LISTED ENTRIES:
※ ※ ※

PR #4694, opened 2023-03-09
Fix failing tests on ephesus inviting members job

dobertRowneySr:
I have added locks for Membership WG budget resource, as the failures appear to be non-deterministic (eg some scenario runs succeed while others don't, also the failure is not reproducible on all machines).
This made me think that NodeJS threads are competing for spending from the membership WG.
#### Current extrinsics that decrease Membership WG
- `working_group::spend_from_budget`
- `membership::invite_member`

I have added a membership wg budget mutex for the fixtures referencing the above extrinsics

### DIFF
--- a/.github/workflows/run-network-tests.yml
+++ b/.github/workflows/run-network-tests.yml
@@ -143,7 +143,7 @@ jobs:
     runs-on: ubuntu-latest
     strategy:
       matrix:
-        scenario: ['full', 'setupNewChain', 'setupNewChainMultiStorage', 'bonding', 'storageSync', 'memberships']
+        scenario: ['full', 'setupNewChain', 'setupNewChainMultiStorage', 'bonding', 'storageSync']
         include:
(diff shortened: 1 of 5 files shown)


dobertRowneySr:
the `invite_members` job is succeeding, running a second time to make sure it is not by chance

dobertRowneySr:
I have rearranged the execution flow. I will run the tests for another 2/3 times if they are all successful I guess we can declare success

mnaamani (approved):
It seems it was primarily having the invitation tests run before the group budget tests that did the trick. Although the lock look like it would have also solved it without re-arranging the order. Did you not find that to be the case?

dobertRowneySr:
Setting the lock did not solve the problem sometimes, but the setting the lock AND rearranging the jobs order did
There's only some other runtime hooks for rewarding the worker, but that should not happen during tests since it is every 24 hours + 40 blocks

※ ※ ※

REQUIRED WORK:
Reproduce the records exactly, keeping every line.

ANSWER TO THE PROBLEM:
PR #4694, opened 2023-03-09
Fix failing tests on ephesus inviting members job

dobertRowneySr:
I have added locks for Membership WG budget resource, as the failures appear to be non-deterministic (eg some scenario runs succeed while others don't, also the failure is not reproducible on all machines).
This made me think that NodeJS threads are competing for spending from the membership WG.
#### Current extrinsics that decrease Membership WG
- `working_group::spend_from_budget`
- `membership::invite_member`

I have added a membership wg budget mutex for the fixtures referencing the above extrinsics

### DIFF
--- a/.github/workflows/run-network-tests.yml
+++ b/.github/workflows/run-network-tests.yml
@@ -143,7 +143,7 @@ jobs:
     runs-on: ubuntu-latest
     strategy:
       matrix:
-        scenario: ['full', 'setupNewChain', 'setupNewChainMultiStorage', 'bonding', 'storageSync', 'memberships']
+        scenario: ['full', 'setupNewChain', 'setupNewChainMultiStorage', 'bonding', 'storageSync']
         include:
(diff shortened: 1 of 5 files shown)


dobertRowneySr:
the `invite_members` job is succeeding, running a second time to make sure it is not by chance

dobertRowneySr:
I have rearranged the execution flow. I will run the tests for another 2/3 times if they are all successful I guess we can declare success

mnaamani (approved):
It seems it was primarily having the invitation tests run before the group budget tests that did the trick. Although the lock look like it would have also solved it without re-arranging the order. Did you not find that to be the case?

dobertRowneySr:
Setting the lock did not solve the problem sometimes, but the setting the lock AND rearranging the jobs order did
There's only some other runtime hooks for rewarding the worker, but that should not happen during tests since it is every 24 hours + 40 blocks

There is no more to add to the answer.